There's no doubt Alonso enjoyed his laps more than ever over the weekend, as did everyone else, notwithstanding the exceptionally searing heat of "the world's hottest race" this year, which left the Spaniard and his runners-up looking like bedraggled kittens on the victory podium. With track designer Hermann Tilke's arrowhead of straights, peaking at that grandly canopied hairpin leading to the start/finish line, and its curlicues of corners and chicanes slithering past hillsides commanding panoramic views, Sepang remains, as conceptualiser Tun Dr Mahathir Mohamad said with smiling satisfaction last weekend, "the benchmark for F1 circuits".
Newer race tracks are up and running in Bahrain and Shanghai, but Sepang in its seventh year has come of age: as beloved of F1 drivers and teams as it is by their fans from foreign lands and the Malaysians who far outnumber them on the grandstands and hillsides come race weekend. The festive and celebratory air that has come to infuse the Malaysian Grand Prix easily and naturally lent itself to the expanded agenda of rock concerts and cocktail parties at this year's event.
The Tour de Langkawi, as well, should always be mentioned in connection with world-class Malaysian sporting events that present us magnificently to the world - it too has gone from strength to strength with each passing year - but that superb bicycle race is a moveable feast, while the Sepang F1 GP is a whirl of screaming dervishes around a 5.542km maypole. On F1 weekend in the Klang Valley, hotels are filled, cash is tilled and retailers thrilled.
Photogenic and TV-friendly for millions of viewers around the world, the race is still about being there: The shriek of the engines; the stench of superheated rubber, metal and oil; the ebb and flow of 100,000 rubber-necking, people-watching, celebrity-spotting spectators. Sepang International Circuit chairman Datuk Mokhzani Mahathir and his associates deserve congratulations on a successful, well-run event in a well maintained and managed venue. Malaysia can be deservedly proud of the Sepang GP.

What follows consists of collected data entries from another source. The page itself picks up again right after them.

PR #3031, opened 2024-09-10
feat: adding a dynamic sleep interval in the connectivity loop

### LINKED ISSUE #2877: chore: dynamically increase ConnectivityLoopInterval value
### Background
We try to connect to peers every fixed amount of time, which is defined by the following const
https://github.com/waku-org/nwaku/blob/49f03f124349250fb29e3b642a0d3f84e4045fc6/waku/node/peer_manager/peer_manager.nim#L62

The more peers we have, the less we need to run this loop. The inverse is also true - the less peers we have, the more we need to run this.

We should dynamically modify this waiting time depending on how many peers we have

### Acceptance criteria
- [ ] the connectivity loop wait time is dynamic based on current amount of peers

gabrielmer:
# Description

Dynamically setting the sleep time for the next run of the procs that manage peer connections and disconnections.
The farther away we are from our targets, the less time it will pass until the next attempt to connect to peers.

If we're already at our target, we will sleep the whole `ConnectivityLoopInterval`

# Changes

- [x] decreasing the interval between connectivity loop iterations as a function of remaining `out` connections to reach our target
- [x] decreasing the interval between connectivity loop iterations as a function of excess `in` connections

## Issue

closes #2877

### DIFF
--- a/.github/workflows/ci.yml
+++ b/.github/workflows/ci.yml
@@ -117,7 +117,7 @@ jobs:
 
           export MAKEFLAGS="-j1"
           export NIMFLAGS="--colors:off -d:chronicles_colors:none"
-          
+
           make V=1 LOG_LEVEL=DEBUG QUICK_AND_DIRTY_COMPILER=1 POSTGRES=$postgres_enabled test testwakunode2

After the impressive first appearance here of 11th-placed Narain Karthikeyan of Chennai and Team Jordan, however, we might choose to turn a blind eye, for now, on the other aspect of Dr Mahathir's vision of 10 years ago, which was to produce not just the world's best Formula One racing circuit but a driver of our own fit to race upon it. The way things are going in that respect, we might get an astronaut first.